I explained this is my previous comment and I provided a plot to demonstrate this concept. Please read through that again. I don't know what the "Z" or the "backscatter signal" is but the data were only plotted if the data exceed 2 standard deviations of the mean.
Safi ullah
on 8 Aug 2018
@ Dear Adam Danz here I am going to explain the lines where you have confusion. In my previous comment I have used (a) only for a number. As I asked three questions so for simplicity I had given the names (a), (b) and (c), noted that (a) has no relation with A. The unit of x-axis is “seconds” and y-axis is “m–1” Also I repeat the sentence in another form “The requirement for points to be included is that the value of Reflectivity (“m–1”) is twice or more than that of the background noise.” And last point from my given fig what you suggest for me thanks
Adam Danz
on 8 Aug 2018
In my comment, (a) refers to the 20-element vector that you pull from each dataset. (A) represents that 350-element vector that combines all of the (a)s.
I still don't know what the data represents and without that context, it's difficult to give recommendations.
“The requirement for points to be included is that the value of Reflectivity (“m–1”) is twice or more than that of the background noise.”
This gives me a hint. I don't know how they measured the background noise. Perhaps a signal-to-noise ratio ? Given your long vector of (A), you could compute the SNR to estimate the noise and then include data points in (A) that are > 2x the noise.
Safi ullah
on 8 Aug 2018
@ Adam Danz, you simply consider this comment. A=1×350, where the A contain the experimental data of Reflectivity of unit 1/meter. About the sentence “The requirement for points to be included is that the value of Reflectivity (“m–1”) is twice or more than that of the background noise.” as here do not used SNR but from your comment I understand the point. Now if you only guide me about two points. First if any one consider the data within first st.div and ignore the data which are greater than within first st.div then in this case is the ignored data means noise? and second can I use st.div or not? thanks bro
Adam Danz
on 8 Aug 2018
Q1) No. Given a vector of noisy data and no other data, you cannot know what is noise and what is signal. In fact, all of it is noise unless you have more information about the data. You can only estimate what the signal is amid the noise. In order to estimate that signal, you may want to get rid of outliers. But then the question is, what is an outlier? As an experimenter or analyst, you must define what an outlier is in a case-by-case basis. For example, "all data outside of 2 std of the mean is an outlier". The rest of the data can be considered to estimate the signal.
In some cases you may have more information which will help you estimate the signal from the noise. Let's say that your data (A) is from some device with a known minimum output of about 0.3 and you measured the output with a noisy sensor.

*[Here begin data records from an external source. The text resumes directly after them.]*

PR #954, opened 2026-07-23
Fix duplicate 3DS iframe posts and Evervault client memoization

jmorgadosoares:
# Why

Fixes a duplicate-submission bug in the 3DS challenge/browser-fingerprint iframes, flagged from [PE-107](https://linear.app/evervault/issue/PE-107): a customer session where the ACS rejected a CReq as already processed, causing the SDK to emit a `failure` even though the session went on to succeed. Root cause: `ChallengeFrame`/`BrowserFingerprint` guarded against re-posting to the iframe using "has a node ever been attached to this ref," not "have we already posted this specific CReq/method data." Under certain re-render conditions React detaches and reattaches a callback ref to the *same* iframe node, which reset that guard and let a second POST go out. Not yet confirmed as the exact cause of the PE-107 session (no duplicate CReq was visible in that customer's logs, only a successful transaction with a failed CRes), but it's a real, reproducible bug worth closing regardless.

Also includes some unrelated cleanup found while investigating:
- `useEvervaultClient`'s memoized client could be constructed twice for the same inputs if the memo factory ran more than once (its side effect, script injection, wasn't idempotent).
- A `cvv`/`cvc` field mismatch and a filename typo in the `three-d-secure`/`next-3ds` examples, which were out of date and made this harder to debug against.

# How

- **`ChallengeFrame.tsx` / `BrowserFingerprint.tsx`**: replaced the "have we ever attached a node" guard with a guard that tracks the actual content already posted (`postedCreq`/`postedData`), so a repeat ref invocation with the same node is a no-op, but genuinely new challenge data still posts.
- **`use-evervault-client.ts`**: cache the constructed client by dependency identity so a repeat factory invocation for the same deps reuses the existing client instead of constructing (and script-loading) a second one; read `onLoadError` via a ref so an inline callback prop doesn't itself invalidate the cache.
- **`ThreeDSecure.tsx`**: memoized `onMount`/`onUpdate` with `useCallback` so they don't change identity every render.
- **Examples**: fixed the `cvv`/`cvc` mismatch and `actons.server.ts` typo, and added `loadTimeout`/`isScriptLoadError` and a 3DS `error` event handler to demonstrate the newer error-handling APIs.


jakekgrog (approved):
Lgtm! Thanks for the time you've put into this so far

Looking at your plot, you could eliminate all data under 0.3 and you can confidently call that "noise". The rest of the data, however, is not purely "signal". It's "signal + noise".
Q2) Can you use std() for what purpose? std() can be used to set thresholds that identify outliers but I'm not sure what's what you want to do. If you attach a mat file with (A) variable and clarify what you want to do, I'd be glad to continue helping you. I hope it's clear, though, why you can't just separate signal and noise unless you have more information about what the signal should be.
Safi ullah
on 8 Aug 2018
@ Adam Danz, thanks for continious guidance. I have attached the mat file. here A is reflectivity in unit (1/meter).Now I want to reduce noise from A. After discussing with you I understand that this A is full of noise. So if I use std div and defined the threshol of A, that is e.g Thresold = within 2 std of the mean, So after this all data outside of 2 std div of the mean will be outlier/noise. When I removed that data points then A will be reduce from A=1*350, and I will say that I minimise the noise from data, am I wright.?
Adam Danz
on 8 Aug 2018
Edited: Adam Danz
on 8 Aug 2018
Hi Safi, poking around with your data was a good idea and I have some more feedback for you.
First, you say two different things in your most recent comment. You say you want to 'reduce the noise' from A (ie, smoothing) and then later you say you want to remove outliers. So I'm still not quite sure which one you want to do, or both.
Judging from your last sentence, this is what I understand: you want to detect outliers in A and removing them and you consider the outliers to be the spikes in your data.
Open the embedded plot by right-clicking and opening it in a new tab (it will be bigger).
Your data (A) is plotted in the first subplot below and the distribution of (A) is plotted in the 2nd subplot. 'A' is definitely not from a normal distribution even though you said it was normal in your first comment under my answer.
Nevertheless, in the 1st and 2nd subplots I show you the mean and the 1st and 2nd standard deviations from the mean (see legend). You could choose one of these as a threshold for this dataset since the mean is so far from the spikes.
Using that function, I identified outliers greater than 2 std from the mean of (A) and labeled them with blue dots in the first subplot. Then I re-plotted (A) without the outliers which is shown in the 3rd subplot. Note that the mean of (A) has changed since the outliers are no longer pulling it.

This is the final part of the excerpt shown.